DATA SHOWN section start

PR #1082, opened 2020-12-31
fix(datastore) Defer merger.merge to avoid failure if outbox has mutation

richardmcclellan:
Previously, there was an issue where mutation responses were not merged because the merge was attempted before the item was removed from the queue.  This was fixed in #1051 by wrapping the merge in `Completable.defer()`.   Thanks @kjones!

This PR moves the `Completable.defer()` into the merge method itself.  This ensures that the fix will be effective for any calls to the `merge` method, such as calls from the `SyncProcessor`.  This PR also adds a test that fails without this fix, or the fix from #1051.

### DIFF
--- a/aws-datastore/src/test/java/com/amplifyframework/datastore/syncengine/MergerTest.java
+++ b/aws-datastore/src/test/java/com/amplifyframework/datastore/syncengine/MergerTest.java
@@ -242,6 +242,51 @@ public final class MergerTest {
     }
 
     /**
+     * When processing a mutation response, the pending mutation should be removed from the outbox, and the mutation
+     * should be merged to local storage.
+     * @throws InterruptedException If interrupted while awaiting terminal result in test observer
+     * @throws AmplifyException On failure to arrange model schema
+     */
+    @Test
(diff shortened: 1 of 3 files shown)


aws-datastore/src/test/java/com/amplifyframework/datastore/syncengine/MergerTest.java
```diff
@@ -241,6 +241,45 @@ public void itemIsNotMergedWhenOutboxHasPendingMutation() throws AmplifyExceptio
         assertEquals(blogOwner, blogOwnersInStorage.get(0));
     }
 
+    @Test
+    public void itemIsMergedAfterPendingMutationRemovedFromOutbox() throws AmplifyException, InterruptedException {
+        // Arrange: some model with a well known ID exists on the system.
+        // We pretend that the user has recently updated it via the DataStore update() API.
+        String knownId = RandomString.string();
+        BlogOwner blogOwner = BlogOwner.builder()
+                .name("Jameson")
```
jamesonwilliams, line 250: 👋🏻

jamesonwilliams (approved):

DATA SHOWN section end

_WHAT NEEDS TO BE DONE_. Exactly what appears above must be set down again in full.

_RESPONSE BELOW_.
PR #1082, opened 2020-12-31
fix(datastore) Defer merger.merge to avoid failure if outbox has mutation

richardmcclellan:
Previously, there was an issue where mutation responses were not merged because the merge was attempted before the item was removed from the queue.  This was fixed in #1051 by wrapping the merge in `Completable.defer()`.   Thanks @kjones!

This PR moves the `Completable.defer()` into the merge method itself.  This ensures that the fix will be effective for any calls to the `merge` method, such as calls from the `SyncProcessor`.  This PR also adds a test that fails without this fix, or the fix from #1051.

### DIFF
--- a/aws-datastore/src/test/java/com/amplifyframework/datastore/syncengine/MergerTest.java
+++ b/aws-datastore/src/test/java/com/amplifyframework/datastore/syncengine/MergerTest.java
@@ -242,6 +242,51 @@ public final class MergerTest {
     }
 
     /**
+     * When processing a mutation response, the pending mutation should be removed from the outbox, and the mutation
+     * should be merged to local storage.
+     * @throws InterruptedException If interrupted while awaiting terminal result in test observer
+     * @throws AmplifyException On failure to arrange model schema
+     */
+    @Test
(diff shortened: 1 of 3 files shown)


aws-datastore/src/test/java/com/amplifyframework/datastore/syncengine/MergerTest.java
```diff
@@ -241,6 +241,45 @@ public void itemIsNotMergedWhenOutboxHasPendingMutation() throws AmplifyExceptio
         assertEquals(blogOwner, blogOwnersInStorage.get(0));
     }
 
+    @Test
+    public void itemIsMergedAfterPendingMutationRemovedFromOutbox() throws AmplifyException, InterruptedException {
+        // Arrange: some model with a well known ID exists on the system.
+        // We pretend that the user has recently updated it via the DataStore update() API.
+        String knownId = RandomString.string();
+        BlogOwner blogOwner = BlogOwner.builder()
+                .name("Jameson")
```
jamesonwilliams, line 250: 👋🏻

jamesonwilliams (approved):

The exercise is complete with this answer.